▶ THE TASK: Copy all of the records below verbatim.

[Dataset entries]
══════════

PR #57, opened 2016-12-23
xUnit TestUtilities Round2

antonfirsov:
Updated version of #42

- Core class:
`TestImageProvider<TColor>`
- Support for testing multiple pixel formats with a single theory using the [PixelTypes](https://github.com/antonfirsov/ImageSharp/blob/test-utils-fixed/tests/ImageSharp.Tests/TestUtilities/PixelTypes.cs) flag enum, which triggers a `TColor` substitution
- Support for taking test images from multiple sources (File, blank, generated etc.) with a custom `DataAttribute` specializations (`[WithBlankImage]`, `[WithFile]`, `[WithFileCollection]`, `[WithMemberFactory]` .. etc)
- Added several new test cases to [PixelAccessorTests](https://github.com/antonfirsov/ImageSharp/blob/test-utils-fixed/tests/ImageSharp.Tests/Image/PixelAccessorTests.cs) which are using `TestImageProvider<TColor>`
- Updated  [JpegTests](https://github.com/antonfirsov/ImageSharp/blob/test-utils-fixed/tests/ImageSharp.Tests/Formats/Jpg/JpegTests.cs) to use `TestImageProvider<TColor>`

Sample application:
```
public static IEnumerable<string> AllJpegFiles => TestImages.Jpeg.All;

[Theory]
[WithFileCollection(nameof(AllJpegFiles), PixelTypes.Color | PixelTypes.ColorWithDefaultImageClass | PixelTypes.Argb)]
public void OpenJpeg_SaveBmp<TColor>(TestImageProvider<TColor> provider)
    where TColor : struct, IPackedPixel, IEquatable<TColor>
{
    var image = provider.GetImage();

    provider.Utility.SaveTestOutputFile(image, "bmp");
}
```

More examples in [TestImageProviderTests.cs](https://github.com/antonfirsov/ImageSharp/blob/test-utils-fixed/tests/ImageSharp.Tests/TestUtilities/Tests/TestImageProviderTests.cs).

Other:
- Added new constructor to `PixelArea<T>`

### DIFF
--- a/tests/ImageSharp.Tests/FileTestBase.cs
+++ b/tests/ImageSharp.Tests/FileTestBase.cs
@@ -46,6 +46,9 @@ namespace ImageSharp.Tests
             // TestFile.Create(TestImages.Gif.Giphy) // Perf: Enable for local testing only
         };
 
+        // TODO: Find a better place for this
+        internal const string TestOutputRoot = "TestOutput/";
+
         protected string CreateOutputDirectory(string path, params string[] pathParts)
         {
             var postFix = "";
@@ -54,7 +57,7 @@ namespace ImageSharp.Tests
                 postFix  = "/" + string.Join("/", pathParts);
             }
 
-            path = "TestOutput/" + path + postFix;
+            path = TestOutputRoot + path + postFix;
 
             if (!Directory.Exists(path))
             {
--- a/tests/ImageSharp.Tests/Formats/Jpg/JpegTests.cs
+++ b/tests/ImageSharp.Tests/Formats/Jpg/JpegTests.cs
@@ -8,6 +8,8 @@ using Xunit.Abstractions;
 
 namespace ImageSharp.Tests.Formats.Jpg
 {
+    using ImageSharp.Tests.TestUtilities;
+
     public class JpegTests
     {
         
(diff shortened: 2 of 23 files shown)


tests/ImageSharp.Tests/TestUtilities/TestUtilityExtensions.cs
```diff
@@ -0,0 +1,126 @@
...
+                            {
+                                if (!ca.Equals(cb))
+                                {
+                                    return false;
+                                }
+                            }
+                            else
+                            {
+                                ca.ToBytes(bytesA, 0, ComponentOrder.XYZ);
+                                cb.ToBytes(bytesB, 0, ComponentOrder.XYZ);
```
tocsoft: where are `bytesA` and `bytesB` being compared?

antonfirsov: OMG :S Thanks for pointing this out! :+1:

tocsoft: no problem.

tests/ImageSharp.Tests/FileTestBase.cs
```diff
@@ -54,7 +57,7 @@ protected string CreateOutputDirectory(string path, params string[] pathParts)
                 postFix  = "/" + string.Join("/", pathParts);
```
olivif: Could use Path.Combine here to avoid all the / concatenation 😄

tests/ImageSharp.Tests/Formats/Jpg/JpegTests.cs
```diff
@@ -17,62 +17,45 @@ public class JpegTests
...
-        {
-            fileName = CreateTestOutputFile(fileName);
-            Output?.WriteLine("Opened for write: "+fileName);
-            return File.OpenWrite(fileName);
-        }
-
-        public static IEnumerable<object[]> AllJpegFiles
-            => TestImages.Jpeg.All.Select(file => new object[] {TestFile.Create(file)});
-
+        // TODO: Turned off PixelTypes.All to be CI-friendly, what should be the practice?
```
olivif: Maybe we never use All?

tests/ImageSharp.Tests/TestUtilities/FlagsHelper.cs
```diff
@@ -0,0 +1,242 @@
...
+            return vals;
+        }
+
+        public static T Parse(string value, bool ignoreCase = false, bool parseNumeric = true)
+        {
+            return (T)Enum.ToObject(typeof(T), Converter.ParseInternal(value, ignoreCase, parseNumeric));
+        }
+
+        /// <summary>
+        /// Converts enum value to string
```
olivif: Not sure I understand why this is needed. If we had the strong enum type we could just do enum.ToString no? 😄

tests/ImageSharp.Tests/Image/PixelAccessorTests.cs
```diff
@@ -14,6 +15,114 @@ namespace ImageSharp.Tests
...
+                {
+                    for (int x = region.Left; x < region.Right; x++)
+                    {
+                        pixels[x, y] = color;
+                    }
+                }
+            }
+        }
+
+        [Theory]
```
olivif: Any existing tests which we should convert to this model for consistency? Maybe make a note or create an issue or something so we don't lose track of it 😄

tests/ImageSharp.Tests/TestUtilities/FlagsHelper.cs
olivif: I see there is some more parsing below but didn't dig too much. Maybe you can briefly explain how it works? ⚙️

dlemstra: I am now busy merging and doing some minor refactoring. The FlagsHelper is gone and only the GetSortedValues is still used but I wonder if we really need it.

tests/ImageSharp.Tests/Formats/Jpg/JpegTests.cs
dlemstra: All is used in the `PixelAccessorTests` but we really don't want to use it here :)

tests/ImageSharp.Tests/Image/PixelAccessorTests.cs
antonfirsov: Many components of the processors could be tested this way. Unfortunately I'm not yet familiar with their code.

tests/ImageSharp.Tests/TestUtilities/FlagsHelper.cs
antonfirsov: http://devopsreactions.tumblr.com/post/109288736875/useful-code-snippet

tests/ImageSharp.Tests/Formats/Jpg/JpegTests.cs
antonfirsov: The BMP output  differs from the input Jpeg with with several pixel formats. I don't know if it's a pixel type  specific "feature", or a bug. Decoders/encoders should be covered better somehow, but it's a longer discussion.

JimBobSquarePants: @antonfirsov Output will be different. Different color models only store certain information.

JimBobSquarePants: See the output here when I'm doing crazy things

https://github.com/JimBobSquarePants/ImageSharp/issues/27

══════════

▶ WRITTEN REPLY:
PR #57, opened 2016-12-23
xUnit TestUtilities Round2

antonfirsov:
Updated version of #42

- Core class:
`TestImageProvider<TColor>`
- Support for testing multiple pixel formats with a single theory using the [PixelTypes](https://github.com/antonfirsov/ImageSharp/blob/test-utils-fixed/tests/ImageSharp.Tests/TestUtilities/PixelTypes.cs) flag enum, which triggers a `TColor` substitution
- Support for taking test images from multiple sources (File, blank, generated etc.) with a custom `DataAttribute` specializations (`[WithBlankImage]`, `[WithFile]`, `[WithFileCollection]`, `[WithMemberFactory]` .. etc)
- Added several new test cases to [PixelAccessorTests](https://github.com/antonfirsov/ImageSharp/blob/test-utils-fixed/tests/ImageSharp.Tests/Image/PixelAccessorTests.cs) which are using `TestImageProvider<TColor>`
- Updated  [JpegTests](https://github.com/antonfirsov/ImageSharp/blob/test-utils-fixed/tests/ImageSharp.Tests/Formats/Jpg/JpegTests.cs) to use `TestImageProvider<TColor>`

Sample application:
```
public static IEnumerable<string> AllJpegFiles => TestImages.Jpeg.All;

[Theory]
[WithFileCollection(nameof(AllJpegFiles), PixelTypes.Color | PixelTypes.ColorWithDefaultImageClass | PixelTypes.Argb)]
public void OpenJpeg_SaveBmp<TColor>(TestImageProvider<TColor> provider)
    where TColor : struct, IPackedPixel, IEquatable<TColor>
{
    var image = provider.GetImage();

    provider.Utility.SaveTestOutputFile(image, "bmp");
}
```

More examples in [TestImageProviderTests.cs](https://github.com/antonfirsov/ImageSharp/blob/test-utils-fixed/tests/ImageSharp.Tests/TestUtilities/Tests/TestImageProviderTests.cs).

Other:
- Added new constructor to `PixelArea<T>`

### DIFF
--- a/tests/ImageSharp.Tests/FileTestBase.cs
+++ b/tests/ImageSharp.Tests/FileTestBase.cs
@@ -46,6 +46,9 @@ namespace ImageSharp.Tests
             // TestFile.Create(TestImages.Gif.Giphy) // Perf: Enable for local testing only
         };
 
+        // TODO: Find a better place for this
+        internal const string TestOutputRoot = "TestOutput/";
+
         protected string CreateOutputDirectory(string path, params string[] pathParts)
         {
             var postFix = "";
@@ -54,7 +57,7 @@ namespace ImageSharp.Tests
                 postFix  = "/" + string.Join("/", pathParts);
             }
 
-            path = "TestOutput/" + path + postFix;
+            path = TestOutputRoot + path + postFix;
 
             if (!Directory.Exists(path))
             {
--- a/tests/ImageSharp.Tests/Formats/Jpg/JpegTests.cs
+++ b/tests/ImageSharp.Tests/Formats/Jpg/JpegTests.cs
@@ -8,6 +8,8 @@ using Xunit.Abstractions;
 
 namespace ImageSharp.Tests.Formats.Jpg
 {
+    using ImageSharp.Tests.TestUtilities;
+
     public class JpegTests
     {
         
(diff shortened: 2 of 23 files shown)


tests/ImageSharp.Tests/TestUtilities/TestUtilityExtensions.cs
```diff
@@ -0,0 +1,126 @@
...
+                            {
+                                if (!ca.Equals(cb))
+                                {
+                                    return false;
+                                }
+                            }
+                            else
+                            {
+                                ca.ToBytes(bytesA, 0, ComponentOrder.XYZ);
+                                cb.ToBytes(bytesB, 0, ComponentOrder.XYZ);
```
tocsoft: where are `bytesA` and `bytesB` being compared?

antonfirsov: OMG :S Thanks for pointing this out! :+1:

tocsoft: no problem.

tests/ImageSharp.Tests/FileTestBase.cs
```diff
@@ -54,7 +57,7 @@ protected string CreateOutputDirectory(string path, params string[] pathParts)
                 postFix  = "/" + string.Join("/", pathParts);
```
olivif: Could use Path.Combine here to avoid all the / concatenation 😄

tests/ImageSharp.Tests/Formats/Jpg/JpegTests.cs
```diff
@@ -17,62 +17,45 @@ public class JpegTests
...
-        {
-            fileName = CreateTestOutputFile(fileName);
-            Output?.WriteLine("Opened for write: "+fileName);
-            return File.OpenWrite(fileName);
-        }
-
-        public static IEnumerable<object[]> AllJpegFiles
-            => TestImages.Jpeg.All.Select(file => new object[] {TestFile.Create(file)});
-
+        // TODO: Turned off PixelTypes.All to be CI-friendly, what should be the practice?
```
olivif: Maybe we never use All?

tests/ImageSharp.Tests/TestUtilities/FlagsHelper.cs
```diff
@@ -0,0 +1,242 @@
...
+            return vals;
+        }
+
+        public static T Parse(string value, bool ignoreCase = false, bool parseNumeric = true)
+        {
+            return (T)Enum.ToObject(typeof(T), Converter.ParseInternal(value, ignoreCase, parseNumeric));
+        }
+
+        /// <summary>
+        /// Converts enum value to string
```
olivif: Not sure I understand why this is needed. If we had the strong enum type we could just do enum.ToString no? 😄

tests/ImageSharp.Tests/Image/PixelAccessorTests.cs
```diff
@@ -14,6 +15,114 @@ namespace ImageSharp.Tests
...
+                {
+                    for (int x = region.Left; x < region.Right; x++)
+                    {
+                        pixels[x, y] = color;
+                    }
+                }
+            }
+        }
+
+        [Theory]
```
olivif: Any existing tests which we should convert to this model for consistency? Maybe make a note or create an issue or something so we don't lose track of it 😄

tests/ImageSharp.Tests/TestUtilities/FlagsHelper.cs
olivif: I see there is some more parsing below but didn't dig too much. Maybe you can briefly explain how it works? ⚙️

dlemstra: I am now busy merging and doing some minor refactoring. The FlagsHelper is gone and only the GetSortedValues is still used but I wonder if we really need it.

tests/ImageSharp.Tests/Formats/Jpg/JpegTests.cs
dlemstra: All is used in the `PixelAccessorTests` but we really don't want to use it here :)

tests/ImageSharp.Tests/Image/PixelAccessorTests.cs
antonfirsov: Many components of the processors could be tested this way. Unfortunately I'm not yet familiar with their code.

tests/ImageSharp.Tests/TestUtilities/FlagsHelper.cs
antonfirsov: http://devopsreactions.tumblr.com/post/109288736875/useful-code-snippet

tests/ImageSharp.Tests/Formats/Jpg/JpegTests.cs
antonfirsov: The BMP output  differs from the input Jpeg with with several pixel formats. I don't know if it's a pixel type  specific "feature", or a bug. Decoders/encoders should be covered better somehow, but it's a longer discussion.

JimBobSquarePants: @antonfirsov Output will be different. Different color models only store certain information.

JimBobSquarePants: See the output here when I'm doing crazy things

https://github.com/JimBobSquarePants/ImageSharp/issues/27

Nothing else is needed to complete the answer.